* [EXERCISE BRIEF]:
Return, from the listing below, every line that includes "node".
....................
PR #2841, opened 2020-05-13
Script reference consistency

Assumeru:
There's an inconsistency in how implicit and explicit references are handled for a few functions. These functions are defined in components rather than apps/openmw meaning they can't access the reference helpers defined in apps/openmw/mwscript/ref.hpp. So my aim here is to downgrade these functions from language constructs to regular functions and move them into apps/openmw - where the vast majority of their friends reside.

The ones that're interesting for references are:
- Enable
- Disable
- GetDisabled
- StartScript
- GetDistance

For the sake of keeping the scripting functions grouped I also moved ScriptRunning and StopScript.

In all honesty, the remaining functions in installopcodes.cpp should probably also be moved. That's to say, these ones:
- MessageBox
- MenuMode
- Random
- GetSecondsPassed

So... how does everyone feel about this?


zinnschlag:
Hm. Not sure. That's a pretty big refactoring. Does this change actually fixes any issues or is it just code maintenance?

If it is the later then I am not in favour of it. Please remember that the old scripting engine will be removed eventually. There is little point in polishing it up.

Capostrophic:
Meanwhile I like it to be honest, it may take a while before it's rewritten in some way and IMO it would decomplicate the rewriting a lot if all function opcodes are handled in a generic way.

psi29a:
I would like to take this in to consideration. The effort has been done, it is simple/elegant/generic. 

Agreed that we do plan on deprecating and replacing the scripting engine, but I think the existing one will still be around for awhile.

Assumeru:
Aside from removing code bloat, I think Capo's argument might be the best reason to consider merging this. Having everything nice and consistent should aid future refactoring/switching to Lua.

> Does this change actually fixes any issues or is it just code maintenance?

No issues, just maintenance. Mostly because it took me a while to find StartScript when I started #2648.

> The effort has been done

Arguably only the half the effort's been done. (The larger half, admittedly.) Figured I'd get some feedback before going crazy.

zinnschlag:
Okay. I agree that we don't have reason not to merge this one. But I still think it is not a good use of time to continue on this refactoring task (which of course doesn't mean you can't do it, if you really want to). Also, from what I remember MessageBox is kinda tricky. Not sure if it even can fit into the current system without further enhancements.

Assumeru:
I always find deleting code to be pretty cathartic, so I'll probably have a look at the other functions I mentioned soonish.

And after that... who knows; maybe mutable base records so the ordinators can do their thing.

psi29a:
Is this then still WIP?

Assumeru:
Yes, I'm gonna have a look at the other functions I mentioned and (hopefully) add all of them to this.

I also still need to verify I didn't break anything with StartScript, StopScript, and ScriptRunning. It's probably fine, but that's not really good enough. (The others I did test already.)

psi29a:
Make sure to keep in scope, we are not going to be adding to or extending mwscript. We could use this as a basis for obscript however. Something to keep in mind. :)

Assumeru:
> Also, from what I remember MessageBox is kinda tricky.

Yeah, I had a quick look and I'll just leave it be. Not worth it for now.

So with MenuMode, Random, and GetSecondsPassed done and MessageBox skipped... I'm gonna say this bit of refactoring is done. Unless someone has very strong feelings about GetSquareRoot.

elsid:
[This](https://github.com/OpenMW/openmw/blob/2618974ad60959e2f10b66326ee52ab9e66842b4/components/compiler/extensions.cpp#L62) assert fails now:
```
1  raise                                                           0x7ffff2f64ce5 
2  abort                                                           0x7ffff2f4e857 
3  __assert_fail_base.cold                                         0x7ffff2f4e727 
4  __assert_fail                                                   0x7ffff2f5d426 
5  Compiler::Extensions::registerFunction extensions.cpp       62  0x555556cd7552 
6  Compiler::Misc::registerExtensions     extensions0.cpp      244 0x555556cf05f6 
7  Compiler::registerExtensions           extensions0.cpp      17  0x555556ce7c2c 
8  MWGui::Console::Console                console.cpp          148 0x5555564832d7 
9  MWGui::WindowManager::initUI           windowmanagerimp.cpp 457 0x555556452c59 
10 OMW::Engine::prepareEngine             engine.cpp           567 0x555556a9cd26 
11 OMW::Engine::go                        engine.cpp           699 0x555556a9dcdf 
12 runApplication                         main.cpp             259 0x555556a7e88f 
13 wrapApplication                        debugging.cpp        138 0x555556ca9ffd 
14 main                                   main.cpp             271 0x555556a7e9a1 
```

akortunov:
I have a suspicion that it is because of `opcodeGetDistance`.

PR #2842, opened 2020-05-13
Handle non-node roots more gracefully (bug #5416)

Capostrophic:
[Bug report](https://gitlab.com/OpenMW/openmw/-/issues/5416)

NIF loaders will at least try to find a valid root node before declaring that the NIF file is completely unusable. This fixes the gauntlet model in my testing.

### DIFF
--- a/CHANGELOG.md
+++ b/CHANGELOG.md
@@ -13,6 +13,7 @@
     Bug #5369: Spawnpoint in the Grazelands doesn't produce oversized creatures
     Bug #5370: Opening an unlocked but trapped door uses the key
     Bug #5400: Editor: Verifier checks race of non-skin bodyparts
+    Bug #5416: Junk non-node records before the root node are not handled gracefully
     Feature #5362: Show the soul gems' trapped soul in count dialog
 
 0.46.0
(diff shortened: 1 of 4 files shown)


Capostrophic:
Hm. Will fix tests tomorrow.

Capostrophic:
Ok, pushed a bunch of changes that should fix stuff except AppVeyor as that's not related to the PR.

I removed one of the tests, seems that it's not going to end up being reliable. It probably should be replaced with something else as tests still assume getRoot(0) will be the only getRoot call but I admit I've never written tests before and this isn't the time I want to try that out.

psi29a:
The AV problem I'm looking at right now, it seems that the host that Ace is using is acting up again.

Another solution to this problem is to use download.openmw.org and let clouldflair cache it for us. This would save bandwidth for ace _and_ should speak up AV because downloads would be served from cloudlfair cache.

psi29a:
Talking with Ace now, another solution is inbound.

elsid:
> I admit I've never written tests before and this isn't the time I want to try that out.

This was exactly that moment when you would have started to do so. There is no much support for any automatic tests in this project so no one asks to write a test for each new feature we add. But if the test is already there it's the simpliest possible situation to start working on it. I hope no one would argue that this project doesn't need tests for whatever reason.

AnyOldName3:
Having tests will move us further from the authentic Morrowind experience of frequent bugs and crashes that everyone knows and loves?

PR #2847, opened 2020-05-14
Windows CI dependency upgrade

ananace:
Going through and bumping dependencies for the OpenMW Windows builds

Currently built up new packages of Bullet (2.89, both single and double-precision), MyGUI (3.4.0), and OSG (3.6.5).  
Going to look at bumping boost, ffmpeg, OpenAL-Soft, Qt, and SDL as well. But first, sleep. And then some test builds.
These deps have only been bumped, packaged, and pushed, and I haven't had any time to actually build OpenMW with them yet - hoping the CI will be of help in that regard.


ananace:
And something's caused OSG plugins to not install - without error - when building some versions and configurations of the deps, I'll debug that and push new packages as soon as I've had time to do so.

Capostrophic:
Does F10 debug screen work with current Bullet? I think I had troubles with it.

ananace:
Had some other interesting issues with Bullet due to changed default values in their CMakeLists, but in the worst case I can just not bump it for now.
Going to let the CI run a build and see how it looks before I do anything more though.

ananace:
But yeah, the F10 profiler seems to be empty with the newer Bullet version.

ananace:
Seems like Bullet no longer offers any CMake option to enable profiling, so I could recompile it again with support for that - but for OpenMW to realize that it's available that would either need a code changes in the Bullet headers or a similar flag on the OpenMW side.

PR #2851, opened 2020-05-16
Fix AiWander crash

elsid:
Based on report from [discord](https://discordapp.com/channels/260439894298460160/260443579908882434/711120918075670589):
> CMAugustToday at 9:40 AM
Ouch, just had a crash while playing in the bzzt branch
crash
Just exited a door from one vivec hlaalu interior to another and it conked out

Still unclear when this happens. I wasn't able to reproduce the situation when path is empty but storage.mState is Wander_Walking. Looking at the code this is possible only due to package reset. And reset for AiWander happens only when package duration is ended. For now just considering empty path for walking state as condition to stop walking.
....................
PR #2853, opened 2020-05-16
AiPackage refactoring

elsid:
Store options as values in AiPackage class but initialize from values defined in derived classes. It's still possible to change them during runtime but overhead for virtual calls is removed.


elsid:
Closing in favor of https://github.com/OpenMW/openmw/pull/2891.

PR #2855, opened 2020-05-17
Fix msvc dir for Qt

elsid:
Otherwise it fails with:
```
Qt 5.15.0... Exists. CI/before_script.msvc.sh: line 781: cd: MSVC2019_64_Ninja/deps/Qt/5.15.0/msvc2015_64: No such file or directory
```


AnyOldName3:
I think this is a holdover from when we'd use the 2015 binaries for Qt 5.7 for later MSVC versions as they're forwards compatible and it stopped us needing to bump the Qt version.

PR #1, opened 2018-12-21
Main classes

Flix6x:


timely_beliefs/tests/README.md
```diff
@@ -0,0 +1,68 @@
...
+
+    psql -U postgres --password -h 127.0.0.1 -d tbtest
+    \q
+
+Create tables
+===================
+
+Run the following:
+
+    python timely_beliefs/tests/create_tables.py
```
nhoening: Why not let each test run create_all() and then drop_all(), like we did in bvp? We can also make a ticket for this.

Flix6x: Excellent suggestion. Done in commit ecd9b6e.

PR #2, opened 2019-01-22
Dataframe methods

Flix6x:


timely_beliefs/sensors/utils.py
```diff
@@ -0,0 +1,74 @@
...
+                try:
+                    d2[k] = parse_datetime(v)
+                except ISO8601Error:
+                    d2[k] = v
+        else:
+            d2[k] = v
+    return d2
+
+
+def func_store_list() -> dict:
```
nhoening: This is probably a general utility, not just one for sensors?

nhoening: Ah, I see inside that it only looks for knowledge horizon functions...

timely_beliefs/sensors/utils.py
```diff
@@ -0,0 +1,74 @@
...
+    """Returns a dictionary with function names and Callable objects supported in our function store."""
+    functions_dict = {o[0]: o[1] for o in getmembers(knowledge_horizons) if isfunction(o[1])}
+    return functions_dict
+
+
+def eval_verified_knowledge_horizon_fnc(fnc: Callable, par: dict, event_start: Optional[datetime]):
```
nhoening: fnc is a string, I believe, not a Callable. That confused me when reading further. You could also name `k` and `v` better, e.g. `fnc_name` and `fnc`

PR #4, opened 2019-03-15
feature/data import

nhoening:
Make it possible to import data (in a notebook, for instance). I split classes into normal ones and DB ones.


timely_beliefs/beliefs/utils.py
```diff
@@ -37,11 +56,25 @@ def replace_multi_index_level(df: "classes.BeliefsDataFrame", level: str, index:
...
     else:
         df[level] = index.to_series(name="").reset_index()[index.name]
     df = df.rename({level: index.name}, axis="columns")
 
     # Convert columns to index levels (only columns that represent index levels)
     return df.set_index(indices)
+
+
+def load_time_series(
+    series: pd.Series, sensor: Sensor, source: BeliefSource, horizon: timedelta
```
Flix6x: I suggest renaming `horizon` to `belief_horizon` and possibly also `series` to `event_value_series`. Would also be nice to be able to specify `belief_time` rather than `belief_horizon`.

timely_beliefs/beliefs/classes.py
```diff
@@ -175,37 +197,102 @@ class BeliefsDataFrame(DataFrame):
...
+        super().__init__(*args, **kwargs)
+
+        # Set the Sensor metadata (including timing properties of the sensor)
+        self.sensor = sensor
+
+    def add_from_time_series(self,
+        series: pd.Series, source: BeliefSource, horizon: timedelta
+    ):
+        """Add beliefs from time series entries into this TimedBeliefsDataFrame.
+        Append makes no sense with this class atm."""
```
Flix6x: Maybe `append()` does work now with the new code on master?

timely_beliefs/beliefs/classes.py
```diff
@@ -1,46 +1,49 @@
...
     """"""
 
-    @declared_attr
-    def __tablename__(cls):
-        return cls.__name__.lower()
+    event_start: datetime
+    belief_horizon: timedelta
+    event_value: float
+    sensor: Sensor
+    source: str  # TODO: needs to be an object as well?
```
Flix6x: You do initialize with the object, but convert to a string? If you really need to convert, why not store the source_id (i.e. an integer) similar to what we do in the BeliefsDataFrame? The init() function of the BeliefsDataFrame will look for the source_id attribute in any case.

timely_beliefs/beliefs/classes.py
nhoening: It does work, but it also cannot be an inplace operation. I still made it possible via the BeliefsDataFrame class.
....................
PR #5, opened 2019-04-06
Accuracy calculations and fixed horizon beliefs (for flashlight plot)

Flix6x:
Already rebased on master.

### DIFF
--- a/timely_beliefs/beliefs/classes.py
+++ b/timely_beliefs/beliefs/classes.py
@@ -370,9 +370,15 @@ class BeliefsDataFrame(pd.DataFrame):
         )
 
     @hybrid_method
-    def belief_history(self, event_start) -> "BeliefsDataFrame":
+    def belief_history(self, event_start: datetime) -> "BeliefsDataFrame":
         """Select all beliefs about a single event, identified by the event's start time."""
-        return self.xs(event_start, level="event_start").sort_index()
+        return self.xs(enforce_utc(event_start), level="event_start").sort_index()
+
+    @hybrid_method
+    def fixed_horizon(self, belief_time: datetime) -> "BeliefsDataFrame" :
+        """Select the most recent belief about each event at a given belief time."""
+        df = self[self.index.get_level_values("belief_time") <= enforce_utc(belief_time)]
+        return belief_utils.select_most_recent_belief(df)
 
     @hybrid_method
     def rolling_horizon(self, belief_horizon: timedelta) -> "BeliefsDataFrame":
....................
* [SOLVED PROBLEM]:
Handle non-node roots more gracefully (bug #5416)
NIF loaders will at least try to find a valid root node before declaring that the NIF file is completely unusable. This fixes the gauntlet model in my testing.
+    Bug #5416: Junk non-node records before the root node are not handled gracefully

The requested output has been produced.